↓↓↓
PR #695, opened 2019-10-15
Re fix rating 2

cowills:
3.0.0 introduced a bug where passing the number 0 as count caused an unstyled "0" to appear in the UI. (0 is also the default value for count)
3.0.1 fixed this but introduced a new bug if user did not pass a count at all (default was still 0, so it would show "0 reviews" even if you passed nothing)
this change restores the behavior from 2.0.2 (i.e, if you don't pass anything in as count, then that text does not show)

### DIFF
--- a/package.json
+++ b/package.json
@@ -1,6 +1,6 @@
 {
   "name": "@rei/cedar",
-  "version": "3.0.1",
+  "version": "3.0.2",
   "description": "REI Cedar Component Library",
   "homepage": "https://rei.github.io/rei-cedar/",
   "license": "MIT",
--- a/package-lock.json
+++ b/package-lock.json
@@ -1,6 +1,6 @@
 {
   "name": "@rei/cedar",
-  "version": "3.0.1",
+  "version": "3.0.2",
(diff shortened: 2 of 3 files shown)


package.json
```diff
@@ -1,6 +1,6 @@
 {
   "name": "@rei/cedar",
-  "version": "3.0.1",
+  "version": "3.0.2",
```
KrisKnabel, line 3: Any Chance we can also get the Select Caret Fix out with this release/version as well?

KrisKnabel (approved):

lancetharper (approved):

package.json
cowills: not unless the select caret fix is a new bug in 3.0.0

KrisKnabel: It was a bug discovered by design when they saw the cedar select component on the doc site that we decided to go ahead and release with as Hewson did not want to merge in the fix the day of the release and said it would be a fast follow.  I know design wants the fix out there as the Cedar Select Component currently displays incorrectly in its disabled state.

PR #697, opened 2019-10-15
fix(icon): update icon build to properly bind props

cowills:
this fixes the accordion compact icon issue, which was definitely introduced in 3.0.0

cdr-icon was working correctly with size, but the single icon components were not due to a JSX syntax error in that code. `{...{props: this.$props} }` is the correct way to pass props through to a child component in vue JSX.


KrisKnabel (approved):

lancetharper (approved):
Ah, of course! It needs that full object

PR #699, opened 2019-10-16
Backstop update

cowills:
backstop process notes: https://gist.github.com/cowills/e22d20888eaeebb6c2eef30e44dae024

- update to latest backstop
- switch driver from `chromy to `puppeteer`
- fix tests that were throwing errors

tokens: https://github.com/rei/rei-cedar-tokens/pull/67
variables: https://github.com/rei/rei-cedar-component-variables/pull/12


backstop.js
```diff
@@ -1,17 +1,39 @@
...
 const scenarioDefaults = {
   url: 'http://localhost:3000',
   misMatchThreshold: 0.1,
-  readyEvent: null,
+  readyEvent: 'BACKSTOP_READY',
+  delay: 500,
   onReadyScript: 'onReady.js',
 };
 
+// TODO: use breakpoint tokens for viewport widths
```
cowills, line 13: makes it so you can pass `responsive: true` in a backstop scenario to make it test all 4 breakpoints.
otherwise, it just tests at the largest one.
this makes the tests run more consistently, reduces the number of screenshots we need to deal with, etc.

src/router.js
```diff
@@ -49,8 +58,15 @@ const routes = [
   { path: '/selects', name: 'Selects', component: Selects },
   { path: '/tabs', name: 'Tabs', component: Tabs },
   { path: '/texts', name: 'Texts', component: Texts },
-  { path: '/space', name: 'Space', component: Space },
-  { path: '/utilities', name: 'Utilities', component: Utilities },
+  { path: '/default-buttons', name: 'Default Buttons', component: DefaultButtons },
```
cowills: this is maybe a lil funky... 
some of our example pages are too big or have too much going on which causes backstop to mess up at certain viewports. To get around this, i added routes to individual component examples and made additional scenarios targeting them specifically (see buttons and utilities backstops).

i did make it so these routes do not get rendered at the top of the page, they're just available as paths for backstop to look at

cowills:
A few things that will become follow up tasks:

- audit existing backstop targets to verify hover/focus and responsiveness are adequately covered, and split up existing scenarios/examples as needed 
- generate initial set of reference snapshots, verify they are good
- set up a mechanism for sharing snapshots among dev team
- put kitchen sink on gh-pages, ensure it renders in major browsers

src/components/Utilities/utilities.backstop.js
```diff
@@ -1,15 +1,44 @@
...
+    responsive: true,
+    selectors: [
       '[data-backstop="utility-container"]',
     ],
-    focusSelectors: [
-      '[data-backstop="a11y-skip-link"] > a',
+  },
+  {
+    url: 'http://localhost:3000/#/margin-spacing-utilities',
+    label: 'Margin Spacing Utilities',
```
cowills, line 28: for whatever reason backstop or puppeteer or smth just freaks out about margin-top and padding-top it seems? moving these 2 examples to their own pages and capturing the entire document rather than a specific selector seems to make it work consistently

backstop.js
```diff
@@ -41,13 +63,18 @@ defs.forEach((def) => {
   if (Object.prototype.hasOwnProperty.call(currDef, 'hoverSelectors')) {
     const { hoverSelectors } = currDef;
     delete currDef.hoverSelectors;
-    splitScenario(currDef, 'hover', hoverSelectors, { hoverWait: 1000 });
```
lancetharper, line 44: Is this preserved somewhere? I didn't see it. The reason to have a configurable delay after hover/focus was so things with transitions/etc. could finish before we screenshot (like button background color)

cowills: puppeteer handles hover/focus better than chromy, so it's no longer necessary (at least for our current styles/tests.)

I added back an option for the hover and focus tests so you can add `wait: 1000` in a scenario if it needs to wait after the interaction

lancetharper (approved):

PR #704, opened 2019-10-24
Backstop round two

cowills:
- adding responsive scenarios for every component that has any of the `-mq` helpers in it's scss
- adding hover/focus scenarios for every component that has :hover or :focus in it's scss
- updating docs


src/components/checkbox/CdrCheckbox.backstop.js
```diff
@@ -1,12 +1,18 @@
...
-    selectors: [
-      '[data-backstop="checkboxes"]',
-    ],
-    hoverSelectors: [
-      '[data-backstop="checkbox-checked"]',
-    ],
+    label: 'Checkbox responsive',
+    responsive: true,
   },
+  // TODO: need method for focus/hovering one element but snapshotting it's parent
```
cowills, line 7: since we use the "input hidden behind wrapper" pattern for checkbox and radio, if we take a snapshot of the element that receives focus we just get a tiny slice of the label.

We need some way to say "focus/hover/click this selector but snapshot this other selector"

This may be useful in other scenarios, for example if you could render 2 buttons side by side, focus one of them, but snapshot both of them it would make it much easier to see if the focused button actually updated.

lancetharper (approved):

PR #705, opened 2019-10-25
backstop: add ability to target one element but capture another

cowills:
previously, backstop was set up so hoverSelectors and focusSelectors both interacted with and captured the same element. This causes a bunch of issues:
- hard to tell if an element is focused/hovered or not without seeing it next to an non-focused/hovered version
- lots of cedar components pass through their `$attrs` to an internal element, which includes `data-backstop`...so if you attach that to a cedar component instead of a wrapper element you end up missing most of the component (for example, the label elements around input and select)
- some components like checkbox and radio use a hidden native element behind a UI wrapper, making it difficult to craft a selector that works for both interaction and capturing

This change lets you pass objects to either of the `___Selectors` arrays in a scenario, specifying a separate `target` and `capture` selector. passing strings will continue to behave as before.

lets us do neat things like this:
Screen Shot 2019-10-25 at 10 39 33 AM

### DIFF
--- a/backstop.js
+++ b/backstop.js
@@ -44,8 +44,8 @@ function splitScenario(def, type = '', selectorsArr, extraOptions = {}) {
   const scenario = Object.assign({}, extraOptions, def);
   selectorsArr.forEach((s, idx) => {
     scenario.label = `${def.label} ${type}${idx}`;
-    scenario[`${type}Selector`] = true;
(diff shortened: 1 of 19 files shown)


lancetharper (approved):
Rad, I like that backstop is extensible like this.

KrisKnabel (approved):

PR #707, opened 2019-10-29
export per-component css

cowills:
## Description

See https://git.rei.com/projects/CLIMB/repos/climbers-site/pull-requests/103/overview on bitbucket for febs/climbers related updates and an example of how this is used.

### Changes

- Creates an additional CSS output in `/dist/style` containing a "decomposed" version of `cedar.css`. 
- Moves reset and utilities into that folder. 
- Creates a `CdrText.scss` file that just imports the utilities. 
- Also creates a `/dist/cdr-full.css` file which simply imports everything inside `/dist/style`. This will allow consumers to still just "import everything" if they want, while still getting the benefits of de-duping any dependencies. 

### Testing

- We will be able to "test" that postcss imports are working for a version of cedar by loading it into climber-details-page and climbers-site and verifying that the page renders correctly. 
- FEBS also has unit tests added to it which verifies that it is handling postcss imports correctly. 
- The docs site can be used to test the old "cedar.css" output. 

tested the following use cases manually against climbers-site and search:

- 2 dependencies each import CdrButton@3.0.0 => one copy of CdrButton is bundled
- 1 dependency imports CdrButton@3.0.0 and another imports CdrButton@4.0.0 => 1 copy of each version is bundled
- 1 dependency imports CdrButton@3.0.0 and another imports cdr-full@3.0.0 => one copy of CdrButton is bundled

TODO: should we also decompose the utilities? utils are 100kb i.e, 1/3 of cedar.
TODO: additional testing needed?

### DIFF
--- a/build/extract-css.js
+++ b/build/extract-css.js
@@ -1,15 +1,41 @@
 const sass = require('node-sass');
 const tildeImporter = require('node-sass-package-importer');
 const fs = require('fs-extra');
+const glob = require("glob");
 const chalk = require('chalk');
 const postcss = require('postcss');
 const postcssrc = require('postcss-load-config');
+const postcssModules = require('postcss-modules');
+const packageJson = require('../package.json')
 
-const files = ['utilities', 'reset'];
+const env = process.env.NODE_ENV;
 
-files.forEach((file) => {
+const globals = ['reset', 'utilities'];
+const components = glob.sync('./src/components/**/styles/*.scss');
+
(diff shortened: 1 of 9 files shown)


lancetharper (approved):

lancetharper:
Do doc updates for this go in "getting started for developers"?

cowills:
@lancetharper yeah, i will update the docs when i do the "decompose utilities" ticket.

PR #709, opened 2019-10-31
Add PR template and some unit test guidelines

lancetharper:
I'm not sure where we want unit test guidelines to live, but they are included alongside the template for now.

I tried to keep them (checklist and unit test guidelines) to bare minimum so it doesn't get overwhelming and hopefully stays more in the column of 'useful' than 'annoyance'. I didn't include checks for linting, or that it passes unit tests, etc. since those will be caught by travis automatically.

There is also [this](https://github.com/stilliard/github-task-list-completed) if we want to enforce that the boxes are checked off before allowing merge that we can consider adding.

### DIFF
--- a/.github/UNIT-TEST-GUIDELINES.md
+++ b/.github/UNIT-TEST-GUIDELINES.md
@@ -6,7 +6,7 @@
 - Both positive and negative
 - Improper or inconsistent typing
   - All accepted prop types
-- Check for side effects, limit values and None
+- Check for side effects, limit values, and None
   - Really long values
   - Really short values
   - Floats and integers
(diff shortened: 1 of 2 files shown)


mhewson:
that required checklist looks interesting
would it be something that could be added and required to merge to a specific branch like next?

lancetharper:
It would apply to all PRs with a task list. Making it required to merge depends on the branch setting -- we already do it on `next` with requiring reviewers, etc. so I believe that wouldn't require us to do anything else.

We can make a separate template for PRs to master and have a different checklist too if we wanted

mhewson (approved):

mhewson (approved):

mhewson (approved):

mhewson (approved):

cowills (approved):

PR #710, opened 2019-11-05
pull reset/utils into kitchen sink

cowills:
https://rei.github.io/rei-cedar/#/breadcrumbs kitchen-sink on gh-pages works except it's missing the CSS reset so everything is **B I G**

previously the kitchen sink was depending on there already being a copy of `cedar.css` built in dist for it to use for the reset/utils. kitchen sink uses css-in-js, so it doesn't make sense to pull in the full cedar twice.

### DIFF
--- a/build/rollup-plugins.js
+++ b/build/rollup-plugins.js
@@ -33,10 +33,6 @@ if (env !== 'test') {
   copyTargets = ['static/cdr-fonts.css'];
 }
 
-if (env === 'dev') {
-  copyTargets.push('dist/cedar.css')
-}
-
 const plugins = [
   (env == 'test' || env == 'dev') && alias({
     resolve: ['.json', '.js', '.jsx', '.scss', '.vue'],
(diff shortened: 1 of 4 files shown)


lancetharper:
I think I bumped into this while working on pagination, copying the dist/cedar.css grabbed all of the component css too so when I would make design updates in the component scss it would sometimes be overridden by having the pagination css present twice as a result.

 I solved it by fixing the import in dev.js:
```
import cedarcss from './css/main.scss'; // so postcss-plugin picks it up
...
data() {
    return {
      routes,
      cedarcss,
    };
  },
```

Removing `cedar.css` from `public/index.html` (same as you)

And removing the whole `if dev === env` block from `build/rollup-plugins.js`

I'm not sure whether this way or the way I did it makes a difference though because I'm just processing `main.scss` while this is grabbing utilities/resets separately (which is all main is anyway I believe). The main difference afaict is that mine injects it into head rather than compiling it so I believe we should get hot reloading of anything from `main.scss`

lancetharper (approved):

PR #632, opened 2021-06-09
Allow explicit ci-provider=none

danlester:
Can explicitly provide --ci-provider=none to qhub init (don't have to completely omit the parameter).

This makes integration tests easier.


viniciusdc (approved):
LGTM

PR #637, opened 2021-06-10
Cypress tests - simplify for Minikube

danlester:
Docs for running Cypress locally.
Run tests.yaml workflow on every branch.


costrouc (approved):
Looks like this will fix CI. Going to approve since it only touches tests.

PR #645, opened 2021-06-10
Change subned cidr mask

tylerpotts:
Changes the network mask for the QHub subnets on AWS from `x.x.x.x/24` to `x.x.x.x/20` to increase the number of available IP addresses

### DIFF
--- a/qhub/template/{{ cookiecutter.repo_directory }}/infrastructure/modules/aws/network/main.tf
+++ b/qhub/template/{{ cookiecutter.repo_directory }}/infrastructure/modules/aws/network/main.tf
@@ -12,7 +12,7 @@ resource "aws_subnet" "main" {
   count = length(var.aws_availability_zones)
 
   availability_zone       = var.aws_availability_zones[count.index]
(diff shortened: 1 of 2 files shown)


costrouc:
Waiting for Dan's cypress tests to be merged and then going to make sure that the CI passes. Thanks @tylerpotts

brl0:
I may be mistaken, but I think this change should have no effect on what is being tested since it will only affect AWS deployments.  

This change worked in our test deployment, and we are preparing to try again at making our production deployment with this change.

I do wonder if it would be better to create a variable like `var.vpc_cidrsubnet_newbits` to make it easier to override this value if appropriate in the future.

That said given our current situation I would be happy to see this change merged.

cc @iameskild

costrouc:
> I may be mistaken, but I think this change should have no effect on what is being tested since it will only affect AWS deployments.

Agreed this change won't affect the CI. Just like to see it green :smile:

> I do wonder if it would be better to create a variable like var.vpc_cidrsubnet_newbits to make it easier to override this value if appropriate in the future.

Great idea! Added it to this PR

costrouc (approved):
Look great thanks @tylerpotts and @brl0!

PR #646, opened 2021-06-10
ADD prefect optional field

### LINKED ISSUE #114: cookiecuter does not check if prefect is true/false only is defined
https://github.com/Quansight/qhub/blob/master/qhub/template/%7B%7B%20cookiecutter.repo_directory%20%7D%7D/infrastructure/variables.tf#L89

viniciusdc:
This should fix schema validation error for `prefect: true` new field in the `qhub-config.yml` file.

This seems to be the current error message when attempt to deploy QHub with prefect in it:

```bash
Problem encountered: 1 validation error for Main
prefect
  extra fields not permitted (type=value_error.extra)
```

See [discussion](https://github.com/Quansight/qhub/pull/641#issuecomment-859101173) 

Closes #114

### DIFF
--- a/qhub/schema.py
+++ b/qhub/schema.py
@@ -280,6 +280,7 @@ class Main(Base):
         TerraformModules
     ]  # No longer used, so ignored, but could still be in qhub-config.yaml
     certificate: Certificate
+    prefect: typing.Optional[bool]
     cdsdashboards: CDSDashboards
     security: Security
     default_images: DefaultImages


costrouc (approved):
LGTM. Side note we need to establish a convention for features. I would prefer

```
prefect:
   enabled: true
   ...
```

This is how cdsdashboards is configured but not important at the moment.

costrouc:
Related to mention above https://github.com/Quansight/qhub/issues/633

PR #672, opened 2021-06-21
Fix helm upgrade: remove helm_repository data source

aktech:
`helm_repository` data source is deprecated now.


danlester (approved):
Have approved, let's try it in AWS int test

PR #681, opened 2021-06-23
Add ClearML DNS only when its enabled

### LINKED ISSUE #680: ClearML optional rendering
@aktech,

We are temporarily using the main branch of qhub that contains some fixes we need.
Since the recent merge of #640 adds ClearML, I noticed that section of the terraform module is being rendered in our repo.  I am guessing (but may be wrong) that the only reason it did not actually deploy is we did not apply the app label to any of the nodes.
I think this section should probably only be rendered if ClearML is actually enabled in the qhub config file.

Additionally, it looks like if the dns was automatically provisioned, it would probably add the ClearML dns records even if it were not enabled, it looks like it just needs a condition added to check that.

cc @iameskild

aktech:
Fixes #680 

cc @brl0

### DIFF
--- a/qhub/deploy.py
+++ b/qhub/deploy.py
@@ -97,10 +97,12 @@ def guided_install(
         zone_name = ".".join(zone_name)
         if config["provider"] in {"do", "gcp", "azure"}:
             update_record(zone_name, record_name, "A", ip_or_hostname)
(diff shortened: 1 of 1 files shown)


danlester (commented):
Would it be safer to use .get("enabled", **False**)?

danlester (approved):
↑↑↑
What to do. Identify the lines of the entries containing the string "rollup". Copy each such line.

Task solution.
--- a/build/rollup-plugins.js
+++ b/build/rollup-plugins.js
And removing the whole `if dev === env` block from `build/rollup-plugins.js`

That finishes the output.